# Auto to Manual swap {HELP}



## Nismo240Kid (Apr 3, 2004)

Auto to Manual Trans into 92 nissan 240sx fastback.
Anybody know how????


----------



## Pacman (Feb 25, 2003)

This is one site for a S14 but should work for a S13, too:
Swap


----------



## blk240sxgp (Jan 24, 2004)

Nismo240Kid said:


> Auto to Manual Trans into 92 nissan 240sx fastback.
> Anybody know how????


Ya go to www.heavythrottle.com and look at their swap info.
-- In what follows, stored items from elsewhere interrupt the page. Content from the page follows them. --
Issue #1094, opened 2023-08-07
Add support for `--target-api-url` argument across all commands


timrogers:
All CLI commands which interact with a GitHub migration target should support the `--target-api-url` argument so that you can work with a target other than GitHub.com.

This is already supported in `gh gei migrate-repo`, but there are gaps in many (honestly, most) other commands.

jessicaliu100:
.tracktocat cross-link github/octoshift

brianaj:
Closing out as per notes in https://github.ghe.com/github/octoshift/issues/7956

PR #1214, opened 2024-01-29
`--target-api-url` support for migrate repo and org

brianaj:
Part of https://github.com/github/gh-gei/issues/1094 and https://github.ghe.com/github/octoshift/issues/7956

Adds full support for `migrate-repo` (gei already implemented) and `migrate-org` commands to support `--target-api-url`.

Functional tested for all the above against EU. Details in https://github.ghe.com/github/octoshift/issues/7956#issuecomment-8112051.

- [ ] Issue linked

### DIFF
--- a/RELEASENOTES.md
+++ b/RELEASENOTES.md
@@ -1,1 +1,1 @@
-- Add `--target-api-url` to `ado2gh migrate repo`, `bbs2gh migrate repo`, and `gei migrate org` to support newer GitHub migration paths.
+- Add `--target-api-url` to `gh ado2gh migrate-repo`, `gh bbs2gh migrate-repo`, and `gh gei migrate-org` to support newer GitHub migration paths.
--- a/RELEASENOTES.md
+++ b/RELEASENOTES.md
@@ -1,1 +1,1 @@
-
+- Add `--target-api-url` to `ado2gh migrate repo`, `bbs2gh migrate repo`, and `gei migrate org` to support newer GitHub migration paths.
--- a/src/OctoshiftCLI.Tests/ado2gh/Commands/MigrateRepo/MigrateRepoCommandHandlerTests.cs
+++ b/src/OctoshiftCLI.Tests/ado2gh/Commands/MigrateRepo/MigrateRepoCommandHandlerTests.cs
@@ -23,6 +23,7 @@ public class MigrateRepoCommandHandlerTests
     private const string ADO_REPO = "foo-repo";
     private const string GITHUB_ORG = "foo-gh-org";
     private const string GITHUB_REPO = "gh-repo";
+    private const string TARGET_API_URL = "https://api.github.com";
     private readonly string ADO_REPO_URL = $"https://dev.azure.com/{ADO_ORG}/{ADO_TEAM_PROJECT}/_git/{ADO_REPO}";
     private readonly string ADO_TOKEN = Guid.NewGuid().ToString();
     private readonly string GITHUB_ORG_ID = Guid.NewGuid().ToString();
@@ -83,6 +84,7 @@ public class MigrateRepoCommandHandlerTests
             AdoRepo = ADO_REPO,
             GithubOrg = GITHUB_ORG,
             GithubRepo = GITHUB_REPO,
+            TargetApiUrl = TARGET_API_URL,
             QueueOnly = true,
         };
         await _handler.Handle(args);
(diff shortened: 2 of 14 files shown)


src/OctoshiftCLI.Tests/ado2gh/Commands/MigrateRepo/MigrateRepoCommandHandlerTests.cs
```diff
@@ -23,6 +23,7 @@ public class MigrateRepoCommandHandlerTests
     private const string ADO_REPO = "foo-repo";
     private const string GITHUB_ORG = "foo-gh-org";
     private const string GITHUB_REPO = "gh-repo";
+    private const string TARGET_API_URL = "https://api.github.com";
```
ArinGhazarian, line 26: _I will add a comment just for this line but it applies to all tests for all CLIs._ 

There is no need to add the target api url here because it's only going to be used inside the `Command` (not the handler) to create an instance of `GithubApi`. Instead a new and very simple test needs to be added to the Command tests (e.g. `MigrateOrgCommandTests.cs`) to make sure if the `--target-api-url` is provided, the factory is going to receive it.

ArinGhazarian (commented):
The code looks good. 
For the tests, I don't think you need to add the target api url to the command handler tests but rather you need to add a simple test for the handers themselves to make sure that github api factory is getting invoked with the target api url.

src/OctoshiftCLI.Tests/ado2gh/Commands/MigrateRepo/MigrateRepoCommandHandlerTests.cs
ArinGhazarian: The new tests are going to be similar to [this one](https://github.com/github/gh-gei/blob/c5c54d27fe71ec8c4b40c83fca996e1697050d73/src/OctoshiftCLI.Tests/ado2gh/Commands/MigrateRepo/MigrateRepoCommandTests.cs#L54)

src/OctoshiftCLI.Tests/gei/Commands/MigrateOrg/MigrateOrgCommandTests.cs
```diff
@@ -21,6 +21,7 @@ public void Should_Have_Options()
             TestHelpers.VerifyCommandOption(command.Options, "github-source-pat", false);
             TestHelpers.VerifyCommandOption(command.Options, "github-target-pat", false);
             TestHelpers.VerifyCommandOption(command.Options, "verbose", false);
+            TestHelpers.VerifyCommandOption(command.Options, "target-api-url", false);
```
ArinGhazarian, line 24: A similar test to `It_Uses_Target_Api_Url_When_Provided` also needs to be added for this command too.

RELEASENOTES.md
```diff
@@ -1 +1 @@
-
+- Add `--target-api-url` to `ado2gh migrate repo`, `bbs2gh migrate repo`, and `gei migrate org` to support newer GitHub migration paths.
```
ArinGhazarian, line 1:
```suggestion
- Add `--target-api-url` to `gh ado2gh migrate-repo`, `gh bbs2gh migrate-repo`, and `gh gei migrate-org` to support newer GitHub migration paths.
```

ArinGhazarian (commented):
It looks great. There is still a missing test though 😃

src/OctoshiftCLI.Tests/gei/Commands/MigrateOrg/MigrateOrgCommandTests.cs
brianaj: okay will add tomorrow, thanks for the quick feedback!

brianaj: @ArinGhazarian added in https://github.com/github/gh-gei/pull/1214/commits/833931b72b39a5e1dd253973774f603db509a397, also note I was following the gei spec which originally added this flag, hence why I added test in handler to begin with but thanks for catching it 👍🏾  https://github.com/github/gh-gei/blob/main/src/OctoshiftCLI.Tests/gei/Commands/MigrateRepo/MigrateRepoCommandTests.cs

ArinGhazarian: Yeah a lot has changed in the CLI since then mostly because the underlying `System.CommandLine` nuget package pas early beta. Later on as the package became more mature, we changed the way we created the handlers to keep the handles' constructor very simple and easy to test and also keep the concerns as separate as possible so for each command we have the arg, the command and the handler, each one doing a specific thing. IMO the most interesting thing we did was to not inject factories into handlers and delegate the creation of a handler to the command via `BuildHanlder` and that's where all the creation logic goes.

ArinGhazarian (approved):

PR #1241, opened 2024-05-03
Add support for migrating secret scanning resolution comments

### LINKED ISSUE #1240: [gei] Add support for migrating secret scanning resolution comments
## Description

This feature would allow users to migrate not only the state and resolution of their secret scanning alerts but also the associated resolution comment.
As the comment might include information very important for an organization, especially for traceability purposes, this resolution comment might be a mandatory piece of information to migrate.
Information like the date the resolution happened and who resolved it would still be lost, but this could potentially be prefixed to the migrated comment if needed, but maybe over the top.

For now this feature would be to simply support for the resolution comment as is.

dlinares-linux:
Added support for migrating secret scanning resolution comments

- [x] Issue linked

Fixes #1240


src/Octoshift/Services/GithubApi.cs
```diff
@@ -884,7 +884,14 @@ public virtual async Task UpdateSecretScanningAlert(string org, string repo, int
...
         var url = $"{_apiUrl}/repos/{org.EscapeDataString()}/{repo.EscapeDataString()}/secret-scanning/alerts/{alertNumber}";
 
-        object payload = state == SecretScanningAlert.AlertStateOpen ? new { state } : new { state, resolution };
+        var payload = state == SecretScanningAlert.AlertStateOpen
+            ? (new { state })
+            : (object)(new
+            {
+                state,
+                resolution,
+                resolution_comment = resolutionComment ?? string.Empty
```
ArinGhazarian, line 893: Why is it being set to empty string? If nothing is passed it makes sense for the default to be `null`.
```suggestion
                resolution_comment = resolutionComment
```

src/OctoshiftCLI.Tests/Octoshift/Services/GithubApiTests.cs
```diff
@@ -2782,6 +2789,30 @@ public async Task UpdateSecretScanningAlert_Calls_The_Right_Endpoint_With_Payloa
         _githubClientMock.Verify(m => m.PatchAsync(url, It.Is<object>(x => x.ToJson() == payload.ToJson()), null));
     }
 
+
+    [Fact]
+    public async Task UpdateSecretScanningAlert_Replaces_Null_Resolution_Comment_With_Empty_String()
```
ArinGhazarian, line 2794: Based on my earlier comment we probably won't need this test.

src/OctoshiftCLI.Tests/Octoshift/Services/SecretScanningAlertServiceTests.cs
```diff
@@ -358,15 +369,86 @@ public async Task Migrates_Multiple_Alerts()
...
             300,
             SecretScanningAlert.AlertStateResolved,
-            SecretScanningAlert.ResolutionFalsePositive)
+            SecretScanningAlert.ResolutionFalsePositive,
+            "False positive explanation comment")
+        );
+    }
+
+    [Fact]
+    public async Task One_Secret_Updated_With_No_Resolution_Comment()
```
ArinGhazarian, line 387: Not sure if this adds value, seems like a bit of an overkill IMO.

ArinGhazarian (commented):
Thanks for the contribution. Had a few questions but looks good overall.

src/Octoshift/Services/GithubApi.cs
dlinares-linux: Hello, thanks for the comments. 
Added it that way to align with what is done for the dismissedComment for code scanning alerts (cf. https://github.com/github/gh-gei/blob/main/src/Octoshift/Services/GithubApi.cs#L933 )
```csharp
       var payload = state == "open"
            ? (new { state })
            : (object)(new
            {
                state,
                dismissed_reason = dismissedReason,
                dismissed_comment = dismissedComment ?? string.Empty
            });
        await _client.PatchAsync(url, payload);
```

Your suggestion makes sense though, so would you prefer me to do that in a separate pull request to align both changes, or change both it in this pull request?

src/OctoshiftCLI.Tests/Octoshift/Services/GithubApiTests.cs
dlinares-linux: Agreed. 
And if we align with code scanning, we probably don't need that test either:  [UpdateCodeScanningAlert_Replaces_Null_Dismissed_Comment_With_Empty_String](https://github.com/github/gh-gei/blob/2fc08d1dcc025eac239487c38692c22657a41a27/src/OctoshiftCLI.Tests/Octoshift/Services/GithubApiTests.cs#L3118)

As per previous comment, happy to do a separate pull request to align both code scanning and secret scanning, or do the changes in this one.

src/Octoshift/Services/GithubApi.cs
ArinGhazarian: 👋 ok got it. So I guess as you said the other one needs to be changed too. I think it's better to do that one in a separate PR.

src/OctoshiftCLI.Tests/Octoshift/Services/SecretScanningAlertServiceTests.cs
dlinares-linux: What would be your preferred option:
1. remove completely that test. This would align with the current tests for code scanning where a dismissedComment is always set (so we are not testing the use case where no comments were set)
2. rework both code scanning and secret scanning tests to "squeeze" one alert with no comment (to exercise the code, but not as a separate test case).
3. keep that test separate and add a similar overkill test in code scanning 😄

ArinGhazarian: So I am leaning towards option 1, since the way I think about this is a scenario where no comments are set still means we're setting it but to a `null` value and we have test coverage that shows we indeed use that value.

src/Octoshift/Services/GithubApi.cs
dlinares-linux: Understood. I have opened #1248 and added your suggestions there. Thanks again!

src/OctoshiftCLI.Tests/Octoshift/Services/GithubApiTests.cs
dlinares-linux: I have opened #1248 and added your suggestions there. Thanks again!
Happy to work on it next.

PR #1261, opened 2024-09-05
Add Support for Archive Uploads to GitHub-Owned Storage with Multipart Upload Option

hfishback01:
### Summary:

This PR introduces the ability for the GEI CLI to upload archives to GitHub-owned storage using multipart uploads. To enable this, a new CLI option, --use-github-storage, has been added. This option allows users to explicitly specify that their archives should be uploaded to GitHub's managed storage instead of their own.

### **Key Features:**
Multipart Upload Support: Leveraging multipart upload for reliable and efficient large file uploads. This ensures the robustness of the uploads, minimizing the chances of failure during transmission. We're investigating libraries to handle multipart uploads, but for now, this feature is not rolled by hand unless necessary.

New Option: --use-github-storage:

This option is required to upload archives to GitHub-owned storage and will be hidden until GitHub-owned storage reaches general availability (GA).
By default, archives are still uploaded to user-specified storage locations unless the --use-github-storage flag is explicitly set.

### **Motivation:**
As discussed during our EDR, we want to allow users to utilize GitHub-owned storage as an option without making it the default. This approach lets us roll out GitHub-managed storage in stages and gather feedback while providing an explicit way to opt-in to this feature.

Check in BBS MigrateRepoCommandArgs removed, relating to changes in this PR: https://github.com/github/gh-gei/pull/1057

Take it out for a 🚗 :

**Migrating from GitHub Enterprise Server:**
```
dotnet run --project src/gei/gei.csproj -- migrate-repo --github-source-org valet-testing --source-repo integration-tests --github-target-org octoshift-staging --target-repo YOU_ADD_NEW_NAME--use-github-storage true --ghes-api-url https://octoshift-ghe.westus2.cloudapp.azure.com/api/v3 --verbose
```
Successful migration_id: `RM_kgHaACQxMWNjY2RlMi1hNTAzLTQwMWItOTA1OS1kM2NkZjBiYjM4Y2Q`

Closes: https://github.ghe.com/github/octoshift/issues/8969

- [ ] Issue linked

### DIFF
--- a/src/Octoshift/Services/GithubApi.cs
+++ b/src/Octoshift/Services/GithubApi.cs
@@ -1,14 +1,10 @@
 ﻿using System;
 using System.Collections.Generic;
-using System.CommandLine;
 using System.IO;
 using System.Linq;
 using System.Net;
 using System.Net.Http;
-using System.Net.Http.Headers;
 using System.Threading.Tasks;
-using Azure;
-using Newtonsoft.Json;
 using Newtonsoft.Json.Linq;
 using Octoshift.Models;
 using OctoshiftCLI.Extensions;
--- a/src/Octoshift/Services/GithubApi.cs
+++ b/src/Octoshift/Services/GithubApi.cs
@@ -1,10 +1,14 @@
 ﻿using System;
 using System.Collections.Generic;
+using System.CommandLine;
 using System.IO;
 using System.Linq;
 using System.Net;
 using System.Net.Http;
+using System.Net.Http.Headers;
 using System.Threading.Tasks;
+using Azure;
+using Newtonsoft.Json;
 using Newtonsoft.Json.Linq;
 using Octoshift.Models;
 using OctoshiftCLI.Extensions;
@@ -1049,19 +1053,28 @@ public class GithubApi
 
     public virtual async Task<string> UploadArchiveToGithubStorage(string org, bool isMultipart, string archiveName, Stream archiveContent)
     {
-        var multipartRoute = isMultipart ? "/blobs/uploads" : "";
+        using HttpContent httpContent = new StreamContent(archiveContent);
+        string response;
 
-        var url = $"{_apiUrl}/organizations/{org.EscapeDataString()}/gei/archive{multipartRoute}";
-
-        var payload = new
+        if (isMultipart)
         {
-            archive_filename = archiveName,
-            archive_Content = archiveContent
-        };
+            var url = $"{_apiUrl}/organizations/{org.EscapeDataString()}/gei/archive/blobs/uploads";
 
-        var response = await _client.PostAsync(url, payload);
+            using var content = new MultipartFormDataContent
+            {
+                { httpContent, "archive", archiveName }
+            };
+
+            response = await _client.PostAsync(url, content);
+        }
+        else
+        {
+            var url = $"{_apiUrl}/organizations/{org.EscapeDataString()}/gei/archive";
+
+            response = await _client.PostAsync(url, httpContent);
+        }
+
         var data = JObject.Parse(response);
-
         return "gei://archive/" + (string)data["archiveId"];
     }
 
--- a/src/Octoshift/Services/GithubApi.cs
+++ b/src/Octoshift/Services/GithubApi.cs
@@ -1049,12 +1049,12 @@ public class GithubApi
 
     public virtual async Task<string> UploadArchiveToGithubStorage(string org, bool isMultipart, string archiveName, Stream archiveContent)
     {
-        using HttpContent httpContent = new StreamContent(archiveContent);
+        using var httpContent = new StreamContent(archiveContent);
         string response;
 
         if (isMultipart)
         {
-            var url = $"{_apiUrl}/organizations/{org.EscapeDataString()}/gei/archive/blobs/uploads";
+            var url = $"https://uploads.github.com/organizations/{org.EscapeDataString()}/gei/archive/blobs/uploads";
 
             using var content = new MultipartFormDataContent
             {
@@ -1065,7 +1065,7 @@ public class GithubApi
         }
         else
         {
-            var url = $"{_apiUrl}/organizations/{org.EscapeDataString()}/gei/archive";
+            var url = $"https://uploads.github.com/organizations/{org.EscapeDataString()}/gei/archive?name={archiveName}";
 
             response = await _client.PostAsync(url, httpContent);
         }
--- a/src/Octoshift/Services/GithubApi.cs
+++ b/src/Octoshift/Services/GithubApi.cs
@@ -1,5 +1,6 @@
 ﻿using System;
 using System.Collections.Generic;
+using System.IO;
 using System.Linq;
 using System.Net;
 using System.Net.Http;
@@ -759,7 +760,6 @@ public class GithubApi
         });
     }
 
-
     public virtual async Task<string> GetUserId(string login)
     {
         var url = $"{_apiUrl}/graphql";
@@ -1045,6 +1045,24 @@ public class GithubApi
         {
             throw new OctoshiftCliException($"Invalid migration id: {migrationId}", ex);
         }
+    }
+
+    public virtual async Task<string> UploadArchiveToGithubStorage(string org, bool isMultipart, string archiveName, Stream archiveContent)
+    {
+        var multipartRoute = isMultipart ? "/blobs/uploads" : "";
+
+        var url = $"{_apiUrl}/organizations/{org.EscapeDataString()}/gei/archive{multipartRoute}";
+
+        var payload = new
+        {
+            archive_filename = archiveName,
+            archive_Content = archiveContent
+        };
+
+        var response = await _client.PostAsync(url, payload);
+        var data = JObject.Parse(response);
+
+        return "gei://archive/" + (string)data["archiveId"];
     }
 
     private static object GetMannequinsPayload(string orgId)
--- a/src/Octoshift/Services/GithubApi.cs
+++ b/src/Octoshift/Services/GithubApi.cs
@@ -1065,8 +1065,8 @@ public class GithubApi
         }
         else
         {
-            var url = $"https://uploads.github.com/organizations/{org.EscapeDataString()}/gei/archive?name={archiveName}";
-
+            var url = $"https://uploads.github.com/organizations/{org.EscapeDataString()}/gei/archive\\?name\\={archiveName}";
+            // DEV: var url = $"http://uploads.github.localhost/organizations/{org.EscapeDataString()}/gei/archive?name={archiveName}"
             response = await _client.PostAsync(url, httpContent);
         }
 
--- a/src/Octoshift/Services/GithubApi.cs
+++ b/src/Octoshift/Services/GithubApi.cs
@@ -1071,14 +1071,14 @@ public class GithubApi
         }
     }
 
-    public virtual async Task<string> UploadArchiveToGithubStorage(string org, bool isMultipart, string archiveName, Stream archiveContent)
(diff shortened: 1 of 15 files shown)


src/bbs2gh/Commands/MigrateRepo/MigrateRepoCommandArgs.cs
```diff
@@ -92,11 +93,6 @@ public override void Validate(OctoLogger log)
 
     private void ValidateNoGenerateOptions()
     {
-        if (BbsUsername.HasValue() || BbsPassword.HasValue())
```
hfishback01, line 95: Removing this, I don't think it should be checked for with [this change](https://github.com/github/gh-gei/pull/1057)

src/OctoshiftCLI.Tests/bbs2gh/Commands/MigrateRepo/MigrateRepoCommandArgsTests.cs
```diff
@@ -186,44 +206,6 @@ public void It_Throws_When_Kerberos_Is_Set_And_Bbs_Username_Is_Provided()
                 .WithMessage("*--bbs-username*--kerberos*");
         }
 
-        [Fact]
-        public void Errors_If_BbsServer_Url_Not_Provided_But_Bbs_Username_Is_Provided()
```
hfishback01, line 190: Removing these tests as bbs-server-url is now required.

src/bbs2gh/Commands/MigrateRepo/MigrateRepoCommandHandler.cs
```diff
@@ -198,6 +200,22 @@ private async Task<string> UploadArchiveToAws(string bucketName, string archiveP
         return archiveBlobUrl;
     }
 
+    private async Task<string> UploadArchiveToGithub(string org, string archivePath)
+    {
+#pragma warning disable IDE0063
```
ArinGhazarian, line 205: Is there a reason the warning was disabled? I think we can use `using declaration` here.

src/OctoshiftCLI.Tests/bbs2gh/Commands/MigrateRepo/MigrateRepoCommandHandlerTests.cs
```diff
@@ -343,6 +343,59 @@ public async Task Happy_Path_Full_Flow_Bbs_Credentials_Via_Environment()
...
+                UseGithubStorage = true,
+                GithubOrg = GITHUB_ORG,
+                GithubRepo = GITHUB_REPO,
+                GithubPat = GITHUB_PAT,
+                QueueOnly = true,
+            };
+            await _handler.Handle(args);
+
+            File.Delete(archiveFilePath);
+            gitContentStream.Close();
```
ArinGhazarian, line 385: even though this is a unit test, but we should still properly dispose the stream with a `using` statement, you can use a using declaration when creating the stream, that way there will be no need to close the stream as it will be closed automatically.

src/OctoshiftCLI.Tests/gei/Commands/MigrateRepo/MigrateRepoCommandHandlerTests.cs
```diff
@@ -325,6 +325,108 @@ public async Task Happy_Path_GithubSource_Ghes()
...
+            _mockTargetGithubApi.Verify(x => x.GetMigration(migrationId));
+            _mockTargetGithubApi.Verify(x => x.UploadArchiveToGithubStorage(It.IsAny<string>(), false, It.IsAny<string>(), gitContentStream));
+            _mockTargetGithubApi.Verify(x => x.UploadArchiveToGithubStorage(It.IsAny<string>(), false, It.IsAny<string>(), metaContentStream));
+            _mockFileSystemProvider.Verify(x => x.DeleteIfExists(gitArchiveFilePath), Times.Once);
+            _mockFileSystemProvider.Verify(x => x.DeleteIfExists(metadataArchiveFilePath), Times.Once);
+
+            File.Delete(gitArchiveFilePath);
+            File.Delete(metadataArchiveFilePath);
+            gitContentStream.Close();
+            metaContentStream.Close();
```
ArinGhazarian, line 427: same concerns here too, please dispose the disposables properly.

src/bbs2gh/Commands/MigrateRepo/MigrateRepoCommandHandler.cs
```diff
@@ -198,6 +200,22 @@ private async Task<string> UploadArchiveToAws(string bucketName, string archiveP
...
+        await using (var archiveData = _fileSystemProvider.OpenRead(archivePath))
+#pragma warning restore IDE0063
+        {
+            var isMultipart = archiveData.Length > 100 * 1024 * 1024; ; // Determines if stream size is greater than 100MB
```
ArinGhazarian, line 209: two things:
1. could you use a constant for the size limit, for example `STREAM_SIZE_LIMIT`
2. there is an extra semicolon :)

src/gei/Commands/MigrateRepo/MigrateRepoCommand.cs
```diff
@@ -139,6 +140,11 @@ public MigrateRepoCommand() : base(
             Description = "Keeps the archive on this machine after uploading to the blob storage account. Only applicable for migrations from GitHub Enterprise Server versions before 3.8.0."
         };
 
+        public Option<bool> UseGithubStorage { get; } = new("--use-github-storage")
+        {
+            IsHidden = true,
+            Description = "Enables multipart upload of a user-specified filepath to Github-owned storage for use during migration",
```
ArinGhazarian, line 146:
```suggestion
            Description = "Enables multipart upload of a user-specified file path to GitHub-owned storage for use during migration",
```

src/gei/Commands/MigrateRepo/MigrateRepoCommandHandler.cs
```diff
@@ -204,12 +206,14 @@ private string ExtractGhesBaseUrl(string ghesApiUrl)
...
       string githubSourceOrg,
+      string githubTargetOrg,
       string sourceRepo,
       string awsBucketName,
       bool skipReleases,
       bool lockSourceRepo,
       bool blobCredentialsRequired,
-      bool keepArchive)
+      bool keepArchive,
+      bool UseGithubStorage)
```
ArinGhazarian, line 216: input arg should be camel cased

```suggestion
      bool useGithubStorage)
```

src/gei/Commands/MigrateRepo/MigrateRepoCommandHandler.cs
```diff
@@ -307,6 +313,21 @@ private void DeleteArchive(string path)
         return (authenticatedGitArchiveUri.ToString(), authenticatedMetadataArchiveUri.ToString());
     }
 
+    private async Task<(string, string)> UploadArchivesToGithub(string org, string gitArchiveUploadFileName, Stream gitArchiveContent, string metadataArchiveUploadFileName, Stream metadataArchiveContent)
+    {
+        var isMultipart = gitArchiveContent.Length > 100 * 1024 * 1024; ; // Determines if stream size is greater than 100MB
```
ArinGhazarian, line 318: same concerns here too, create a constant and there is an extra semicolon

src/gei/Commands/MigrateRepo/MigrateRepoCommandHandler.cs
```diff
@@ -307,6 +313,21 @@ private void DeleteArchive(string path)
...
+
+        _log.LogInformation($"Uploading git archive to GitHub Storage");
+        var uploadedGitArchiveUrl = await _targetGithubApi.UploadArchiveToGithubStorage(org, isMultipart, gitArchiveUploadFileName, gitArchiveContent);
+
+        isMultipart = metadataArchiveContent.Length > 100 * 1024 * 1024; ; // Determines if stream size is greater than 100MB
```
ArinGhazarian, line 323: same concerns here too.

src/bbs2gh/Commands/MigrateRepo/MigrateRepoCommandArgs.cs
ArinGhazarian: the check should probably still exist but the error message needs to be changed because this is validating the args for a no generate scenario where the cli doesn't generate the archive and the archive path or url is is provided.
That being said I'd recommend revising the error messages in a separate PR because there is more than just this one, for example the one on line 105 says "SSH or SMB download options can only be provided with --bbs-server-url." but based on the same logic the server url should always be provided.

src/Octoshift/Services/GithubApi.cs
```diff
@@ -1047,6 +1047,33 @@ mutation abortRepositoryMigration(
...
+        if (isMultipart)
+        {
+            var url = $"{_apiUrl}/organizations/{org.EscapeDataString()}/gei/archive/blobs/uploads";
+
+            using var content = new MultipartFormDataContent
+            {
+                { httpContent, "archive", archiveName }
+            };
+
+            response = await _client.PostAsync(url, content);
```
ArinGhazarian, line 1064: A couple of observations:
1. Even though this may work the `PostAsync` method will convert the data to JSON (basically base64 string) and will eventually create `StringContent` so I am not sure if this is the indented use here because we're now dealing with a `Stream` rather than string content. So We may want to refactor the [SendAsync](https://github.com/github/gh-gei/blob/62960fcd0f1fc00ef20e380ed52673fc8b41d47b/src/Octoshift/Services/GithubClient.cs#L140) method to also support a `MultiPartFormDataContent` and `StreamContent`. It can simply check to see if the passed in `body` is either of those and not convert it to a string content.
2. When dealing with a stream we shouldn't log the entire body as we do [here](https://github.com/github/gh-gei/blob/62960fcd0f1fc00ef20e380ed52673fc8b41d47b/src/Octoshift/Services/GithubClient.cs#L154) instead as I suggested in option 1, we can check the body and if it's a multipart form data or a stream content we can just say `BLOB` or `Binary data` instead of dumping the entire JSON encoded body!

ArinGhazarian (commented):
Dropped a couple of more comments.

src/bbs2gh/Commands/MigrateRepo/MigrateRepoCommandArgs.cs
hfishback01: Since we now [require](https://github.com/github/gh-gei/pull/1057) the `bbs-server-url`, we always check for a username and password, even in the non-generate archive case.

`--bbs-server-url` enables the create of the bbsApiFactory, which then does the check for username and password.

src/Octoshift/Services/GithubApi.cs
```diff
@@ -1047,6 +1047,33 @@ mutation abortRepositoryMigration(
...
+        }
+        else
+        {
+            var url = $"https://uploads.github.com/organizations/{org.EscapeDataString()}/gei/archive\\?name\\={archiveName}";
+            // DEV: var url = $"http://uploads.github.localhost/organizations/{org.EscapeDataString()}/gei/archive?name={archiveName}"
+            response = await _client.PostAsync(url, httpContent);
+        }
+
+        var data = JObject.Parse(response);
+        return "gei://archive/" + (string)data["archiveId"];
```
begonaguereca, line 1074: here

src/Octoshift/Services/GithubApi.cs
```diff
@@ -1047,6 +1047,33 @@ mutation abortRepositoryMigration(
...
+            using var content = new MultipartFormDataContent
+            {
+                { httpContent, "archive", archiveName }
+            };
+
+            response = await _client.PostAsync(url, content);
+        }
+        else
+        {
+            var url = $"https://uploads.github.com/organizations/{org.EscapeDataString()}/gei/archive\\?name\\={archiveName}";
```
begonaguereca, line 1068: here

They have a really good section on auto to manual.


----------



## nightwalker (Jul 31, 2003)

easy, parts needed...

-manual driveshaft
-manual tranny (duh)
-shifter 
-manual brake pedal, and clutch pedal
-clutch fluid reservoir
-slave cylinder
-clutch (buy a kit)
-flywheel
-clutch hard line from reservoir to slave cylinder
-clutch soft line, from hard line to slave cylinder
-5 speed harness, or make do with old harness, and get speed sensor
-shift boot

now get to work


----------



## drift240sxdragqueen (Oct 23, 2002)

i remember when i first starting looking up info for my 240. i found this one with ease...

http://www.240sx.org/links/installs/s14_5speed_swap.htm

do you people not do ur own research today? for crying out loud


----------



## kazu08 (Mar 22, 2004)

*Sale offere 180sx*



Nismo240Kid said:


> Auto to Manual Trans into 92 nissan 240sx fastback.
> Anybody know how????


Dear Sir
undefinedundefined
I hope that you find our Turbo/Drift/Racing Car sateisfactory,and I trust that you may cotinue with us during the coming month.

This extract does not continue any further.